# funny and interesting pix of my pigeons :)



## pigeongirl21 (Mar 6, 2008)

my 2 dragoons trying to get into one nest bowl









my indian fantail named grumpy putting a straw (that i gave him) into his nest bowl.









my Indian fantail grumpy and his mate buttercreme getting ready to be roasted for dinner, lol j/k. they were taking a bath and loved it so much that they just sat in the warm water in the pan.


----------



## TAWhatley (Mar 6, 2001)

Lovely birds, and, indeed, very interesting pictures! Keep those pictures coming, please!

Terry


----------



## Charis (Feb 11, 2007)

They are funny, interesting and very, very cute. Thank you for sharing.


----------



## maryjane (Jul 15, 2006)

Great pictures! If only our birds knew what our "bath pans" (aka roasting pans) were really made for!  I try not to reveal tot them the originally intended use for their bath pan either.....a cat box.


----------



## Rooster2312 (Mar 8, 2006)

Pretty birds! Great photos! Can't wait for more!

Lindi


----------



## Maggie-NC (Jun 22, 2005)

Hi Pigeongirl

I can't tell you how much your pictures meant to me just now. You may know there is a crisis going on in Arizona involving pigeons and I have been really upset over it. Looking at your pictures made me laugh for the first time since I found out about the AZ pigeons. 

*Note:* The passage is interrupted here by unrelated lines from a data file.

PR #210, opened 2019-05-10
feat(checkbox): accept children as an alternative to the label prop

Mohammer5:
This PR prepares the checkbox component to be used for the org unit tree widget.
The `Checkbox` component now accepts contents either via label prop or via children, by exposing the `Label` component as `Checkbox.Label`.

This way, more items can be added that are aligned with the label text automatically, which do not trigger the checkbox to be (de-)selected when interacted with.

In order to achieve this, I changed the container element from `label` to `div`, changed the `Label`'s element from `span` to `label` and added the `htmlFor` property which uses the name that's provided to the Checkbox component.

A story to demonstrate this way of constructing a checkbox has been added as well.

### DIFF
--- a/src/Checkbox/Icon.js
+++ b/src/Checkbox/Icon.js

The first one really tickled me. I have seen ours doing similar stuff and it always cracks me up. You got some really great shots.


----------



## Lovebirds (Sep 6, 2002)

Lady Tarheel said:


> Hi Pigeongirl
> 
> I can't tell you how much your pictures meant to me just now. You may know there is a crisis going on in Arizona involving pigeons and I have been really upset over it. Looking at your pictures made me laugh for the first time since I found out about the AZ pigeons.
> 
> The first one really tickled me. I have seen ours doing similar stuff and it always cracks me up. You got some really great shots.


Ain't that the truth. 
Those are really neat pictures. Just too bad that the rest of the world just can't see what we see.


----------



## A_Smith (Aug 8, 2006)

Come on in, Theres always room for one more. Mom and Dad with the kid. And an egg too. Egg #2 is comming today.


----------



## Nosferatu09 (Mar 5, 2008)

what crisis in arizona i havent heard, it'll probably make me really sad but i cant avoid reality


----------



## TAWhatley (Mar 6, 2001)

Nosferatu09 said:


> what crisis in arizona i havent heard, it'll probably make me really sad but i cant avoid reality


Please see this thread .. if you are able to help, that would be great!

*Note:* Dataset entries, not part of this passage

PR #212, opened 2019-05-12
fix: required star

teug91:
Added required star for Outlined SelectField and InputField

### DIFF
--- a/src/FieldLabel/Outlined/Label.js
+++ b/src/FieldLabel/Outlined/Label.js
@@ -64,6 +64,10 @@ const styles = css`
         position: relative;
     }
 
+    .required span::after {
+        content: '*';
+    }
+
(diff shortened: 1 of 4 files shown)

http://www.pigeons.biz/forums/showthread.php?t=25776

Terry


----------



## TAWhatley (Mar 6, 2001)

A_Smith said:


> Come on in, Theres always room for one more. Mom and Dad with the kid. And an egg too. Egg #2 is comming today.


Very cute photo!

Terry


----------



## yellowking (Feb 25, 2008)

alright...nice to see you here too pigeongirl...as always i love your dragoons


----------



## ezemaxima (Jan 12, 2008)

great looking Dragoons... I've seen my pijis do that during nest building....


----------



## ezemaxima (Jan 12, 2008)

A_Smith said:


> Come on in, Theres always room for one more. Mom and Dad with the kid. And an egg too. Egg #2 is comming today.


Wow... how old is the baby? Usually my Pijis start making a new nest when the babies are almost 3 weeks old.


----------



## Lovebirds (Sep 6, 2002)

ezemaxima said:


> Wow... how old is the baby? Usually my Pijis start making a new nest when the babies are almost 3 weeks old.


My birds usually lay again when the babies are 14 to 16 days old. I did have a hen this year that laid again so quick that her eggs hatched the day after I weaned her first babies at 28 days old. They went from feeding two "grown" babies to feeding two new babies without a break at all. That doesn't usually happen though.


----------



## A_Smith (Aug 8, 2006)

ezemaxima said:


> Wow... how old is the baby? Usually my Pijis start making a new nest when the babies are almost 3 weeks old.


Baby was 14 days old on the post day


----------